# Christmas cards...what do YOU do?



## JaimeGibb (Dec 8, 2008)

So I'm a little torn. I normally charge $2 for a 4x6 print, so for 4x6 Christmas cards, it would be the same charge (obviously). These are custom made in photoshop and uploaded to my SmugMug site to be ordered (but come without envelopes). 

However if a family orders 50 cards, that's $100! I know that that's a fine price to pay for quality work, however I can't help feeling a little guilty that for the same amount of cards you can only spend $15 at places like WalMart, who have very nice templates AND include envelopes.

I am also offering the option of purchasing jpegs of the image the family would like to use for $50 (with a watermark, small and unobnoxious on it).
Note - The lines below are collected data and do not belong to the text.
PR #1919, opened 2022-10-01
Add decoding capability to GPT2BPE tokenizer

reachsumit:
## Description

Add add_special_tokens feature to GPT2BPETokenizer

This change is targeted towards a requirement posted internally. It adds a new function `add_special_tokens` to `GPT2BPETokenizer` in order to enable the user to specify a dictionary of token that should not be changed during tokenization. Any newly specified token shall also be added to the vocabulary.

The change adds the capability to decode tokens ids back to text. This change is required following the internal discussion.

## Types of changes

## Changes made
* Made changes to C++ code (`GPT2BPEEncoder` class) to support the `decode` functionality.
* Updated torch bindings and py bindings as required.
* Added `decode` function to Python interface (`GPT2BPETokenizer` class).
* Added unit test to test the decoding process.

## Testing
* No issue identified with any of the unit tests.

### DIFF
--- a/test/torchtext_unittest/test_transforms.py
+++ b/test/torchtext_unittest/test_transforms.py
@@ -364,10 +364,32 @@ class TestGPT2BPETokenizer(TorchtextTestCase):
             else:
                 self.assertEqual(tokenizer(txt), expected_token_ids[idx])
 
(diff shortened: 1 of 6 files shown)


Nayef211 (approved):
LGTM!

PR #1924, opened 2022-10-04
Update pkg_helpers.bash for PyTorch 1.13 release

abhinavarora:


mthrok (commented):
Why is this necessary?

The current proposed change is touching the code path for nightly build. So I don't think this is correct.

Has something about the release process changed that require change in the bash script?

abhinavarora:
> Why is this necessary?
> 
> The current proposed change is touching the code path for nightly build. So I don't think this is correct.
> 
> Has something about the release process changed that require change in the bash script?

Hey @mthrok I was just following the step 5 from [this wiki](https://www.internalfb.com/intern/wiki/TorchAudio/Release_Process/Runbook/). Please let me know if this is stale?

mthrok:
Can you rebase on https://github.com/pytorch/text/pull/1923 and see if it makes difference? I believe it doesn’t make a difference but let’s see.

mthrok:
In the previous release, this change was made as a patch. But I believe that the correct fix is to make Arm Mac build job aware of PYTORCH_VERSION environment variable.

PR #1925, opened 2022-10-04
Update decoding logic to handle special tokens

reachsumit:
## Description

Update decoding logic to handle special tokens

This change is targeted is a follow up to recently added `add_special_tokens` and `decode` features to `GPT2BPETokenizer`. 

The change adds the capability to decode special tokens ids back to text.

## Types of changes

## Changes made
* Made changes to C++ code (`GPT2BPEEncoder` class) to update the `decode` functionality for special tokens.
* Added unit test to test the new decoding process.

## Testing
* No issue identified with unit tests.

### DIFF
--- a/torchtext/csrc/gpt2_bpe_tokenizer.cpp
+++ b/torchtext/csrc/gpt2_bpe_tokenizer.cpp
@@ -400,7 +400,8 @@ std::vector<int64_t> GPT2BPEEncoder::Encode(const std::string& text) {
 
 std::string GPT2BPEEncoder::Decode(const std::vector<int64_t>& tokens) {
   std::string text;
-  std::vector<bool> special_token_flags(tokens.size());
+  bool is_prev_special = false;
+  bool is_current_special = false;
   // setup converter for converting wide chars to/from chars
   using convert_type = std::codecvt_utf8<wchar_t>;
   std::wstring_convert<convert_type, wchar_t> converter;
@@ -412,13 +413,13 @@ std::string GPT2BPEEncoder::Decode(const std::vector<int64_t>& tokens) {
     if (added_tokens_decoder_.contains(token)) {
       // string is a special token from extended vocab
       decoded_token = added_tokens_decoder_.at(token);
-      special_token_flags[tok_idx] = true;
+      is_current_special = true;
     } else {
       const std::string str = bpe_decoder_.at(token);
       if (bpe_never_split_set_.find(str) != bpe_never_split_set_.end()) {
         // string is a special token from known vocab
         decoded_token = str;
-        special_token_flags[tok_idx] = true;
+        is_current_special = true;
       } else {
         // string is a regular token from known vocab
         const std::wstring ws = converter.from_bytes(str);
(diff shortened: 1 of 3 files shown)


torchtext/csrc/gpt2_bpe_tokenizer.cpp
```diff
@@ -397,18 +397,45 @@ std::vector<int64_t> GPT2BPEEncoder::Encode(const std::string& text) {
...
+          // get output character from byte decoder for each wide character
+          unsigned char uchr = byte_decoder_.at(converter.to_bytes(wchr));
+          decoded_token.push_back(uchr);
+        }
+      }
+    }
+
+    // fix left space(s) for special tokens
+    if (special_token_flags[tok_idx] == true &&
+        (tok_idx > 0 && special_token_flags[tok_idx - 1] == false)) {
```
Nayef211, line 432: Just want to double check, does `&& special_token_flags[tok_idx - 1] == false` only ensure that we append a space if the token before the special token is a regular token? If so, why do we do this?

Nayef211 (approved):
Overall changes LGTM. I would also wait for a stamp from @abhinavarora before merging this.

torchtext/csrc/gpt2_bpe_tokenizer.cpp
reachsumit: It ensures that we insert space only if the last token wasn't special, because if the last token was special, it would have added space after it (through code at line 438). So we avoid having one extra space in case when two special tokens are next to each other.

Nayef211:
> @Nayef211 @reachsumit What is the status of this? Can we rebase, merge and let Jin's team know they have this capability now?

Changes looked fine to me but wanted a review from @abhinavarora as well to make sure I didn't miss anything!

reachsumit:
@joecummings I believe there is no additional PR required to support Jin's team's usecase. After this PR is approved and merged, we should be good to go.

torchtext/csrc/gpt2_bpe_tokenizer.cpp
```diff
@@ -397,18 +397,45 @@ std::vector<int64_t> GPT2BPEEncoder::Encode(const std::string& text) {
...
+        const std::wstring ws = converter.from_bytes(str);
+        for (wchar_t wchr : ws) {
+          // get output character from byte decoder for each wide character
+          unsigned char uchr = byte_decoder_.at(converter.to_bytes(wchr));
+          decoded_token.push_back(uchr);
+        }
+      }
+    }
+
+    // fix left space(s) for special tokens
```
abhinavarora, line 430: Let's add an example in comments to make this clearer?

torchtext/csrc/gpt2_bpe_tokenizer.cpp
```diff
@@ -397,18 +397,45 @@ std::vector<int64_t> GPT2BPEEncoder::Encode(const std::string& text) {
 
 std::string GPT2BPEEncoder::Decode(const std::vector<int64_t>& tokens) {
   std::string text;
+  std::vector<bool> special_token_flags(tokens.size());
```
abhinavarora, line 400: Creating a vector seems to be an overkill. From the logic it seems we should be good with 2 bools. Is this correct or am I missing something?

abhinavarora (commented):
Left few comments. @reachsumit could you take a look? Logic looks fine to me.

reachsumit:
Rebased on latest `main` to fix conflicts, and addressed recent comments.
* Added examples for adding back spaces while decoding.
* Replaced using boolean array with two boolean variables.

torchtext/csrc/gpt2_bpe_tokenizer.cpp
```diff
@@ -400,19 +400,67 @@ std::vector<int64_t> GPT2BPEEncoder::Encode(const std::string& text) {
...
+        decoded_token = str;
+        is_current_special = true;
+      } else {
+        // string is a regular token from known vocab
+        const std::wstring ws = converter.from_bytes(str);
+        for (wchar_t wchr : ws) {
+          // get output character from byte decoder for each wide character
+          unsigned char uchr = byte_decoder_.at(converter.to_bytes(wchr));
+          decoded_token.push_back(uchr);
+          is_current_special = false;
```
abhinavarora, line 430: How about setting this as `false` once at the beginning of the loop?

abhinavarora (approved):
Overall LGTM, left a minor comment.

PR #1934, opened 2022-10-11
update dataset RTE information

Geaming-CHN:
NUM_LINES in torchtext/datasets/rte.py is wrong or maybe out of date (line 24). Update the information in the part

### DIFF
--- a/torchtext/datasets/rte.py
+++ b/torchtext/datasets/rte.py
@@ -22,9 +22,9 @@ URL = "https://dl.fbaipublicfiles.com/glue/data/RTE.zip"
 MD5 = "bef554d0cafd4ab6743488101c638539"
 
 NUM_LINES = {
-    "train": 67349,
-    "dev": 872,
-    "test": 1821,
+    "train": 2490,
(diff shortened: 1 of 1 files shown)


joecummings:
Hi @Geaming-CHN, thanks for the contribution! Can you please link in the PR where you found these updated numbers?

Geaming-CHN:
> Hi @Geaming-CHN, thanks for the contribution! Can you please link in the PR where you found these updated numbers?

this link might help. https://www.tensorflow.org/datasets/catalog/glue#gluerte
or you just use the following codes in torchtext also can get the correct numbers
```python
from torchtext.datasets import RTE
d1, d2, d3 = RTE()
print(len(list(d1)))
print(len(list(d2)))
print(len(list(d3)))
```
```
2490
277
3000
```
so u can see it, the code runs correctly but the numbers are wrong

Nayef211 (approved):
@Geaming-CHN thanks for catching this, I think this must have been an oversight when the dataset was added.

PR #2104, opened 2023-03-08
Add decorator to skip tests and log a warning if URL is unaccessible

joecummings:
Closes #2103

PR #2163, opened 2023-04-26
Add decorator to skip tests and log a warning if URL is unaccessible …

Nayef211:
…(#2104)

* Add decorator to skip tests and log a warning if URL is unaccessible

* More descriptive error message


atalman (approved):
LGTM

PR #2170, opened 2023-05-16
Build docs in GHA

atalman:


.github/workflows/build-docs.yml
```diff
@@ -0,0 +1,102 @@
...
+      - v[0-9]+.[0-9]+.[0-9]
+      - v[0-9]+.[0-9]+.[0-9]+-rc[0-9]+
+  workflow_dispatch:
+
+jobs:
+  build:
+    strategy:
+      matrix:
+        python_version: ["3.8"]
+      fail-fast: false
```
malfet, line 20: Why do you need a matrix here at all?
```suggestion
```

.github/workflows/build-docs.yml
```diff
@@ -0,0 +1,102 @@
...
+      gpu-arch-type: cpu
+      timeout: 120
+      upload-artifact: docs
+
+      script: |
+        # Mark Build Directory Safe
+        git config --global --add safe.directory /__w/text/text
+
+        # Set up Environment Variables
+        export PYTHON_VERSION="${{ matrix.python_version }}"
```
malfet, line 35:
```suggestion
        export PYTHON_VERSION="3.8"
```

malfet (approved):

.github/workflows/build-docs.yml
atalman: Done!

.github/workflows/build-docs.yml
atalman: Done!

This way if they order 50 cards they pay me $50 and WalMart $15, that's $65 as opposed to my $100. Likewise, if they only want 10 cards, that's only $20 bucks to just order them custom through me.

Anyway, that's how I am doing it now, but I wonder if there is a better way. Could you guys give me an idea of how you do Christmas cards for clients? Thanks so much!


----------



## Big Mike (Dec 8, 2008)

You could offer them a volume discount and certain quantities.  

For clients who want X-mas cards, I usually sell them the files so that they can print themselves...but I tell them to stay away from Wal-mart.


----------



## cwrivera (Dec 8, 2008)

I am not sure about your level of experience, etc. but for a professional photographer, I feel that $2 for a 4x6 print is way too little.  For holiday cards, you can make discounts by volume, as suggested abouve, but its still quite low I think.  I wouldn't feel bad about charging, because you are not just charging for the materials (as Walmart would do), you are charging for your expertise, your artwork, the image that took you so long to create and then touch up for print, the time involved in quality checking, and liasing with the company, etc. You have to learn to put a value on  your work not just based on the cost of your materials.  Hope this helps.


----------



## JaimeGibb (Dec 8, 2008)

Thanks so much for the feedback!

I just started photography as a side business last summer and have slowly been increasing my prices as I gain more experience. So yes it's low, but 1) that's part of my appeal! and 2) it will rise as my portfolio builds  

As far as buying in bulk, I'm not sure how I would do that...normally I sell on SmugMug, where you buy individual prints. For bulk Id probably have to ship them to myself, then to them, right?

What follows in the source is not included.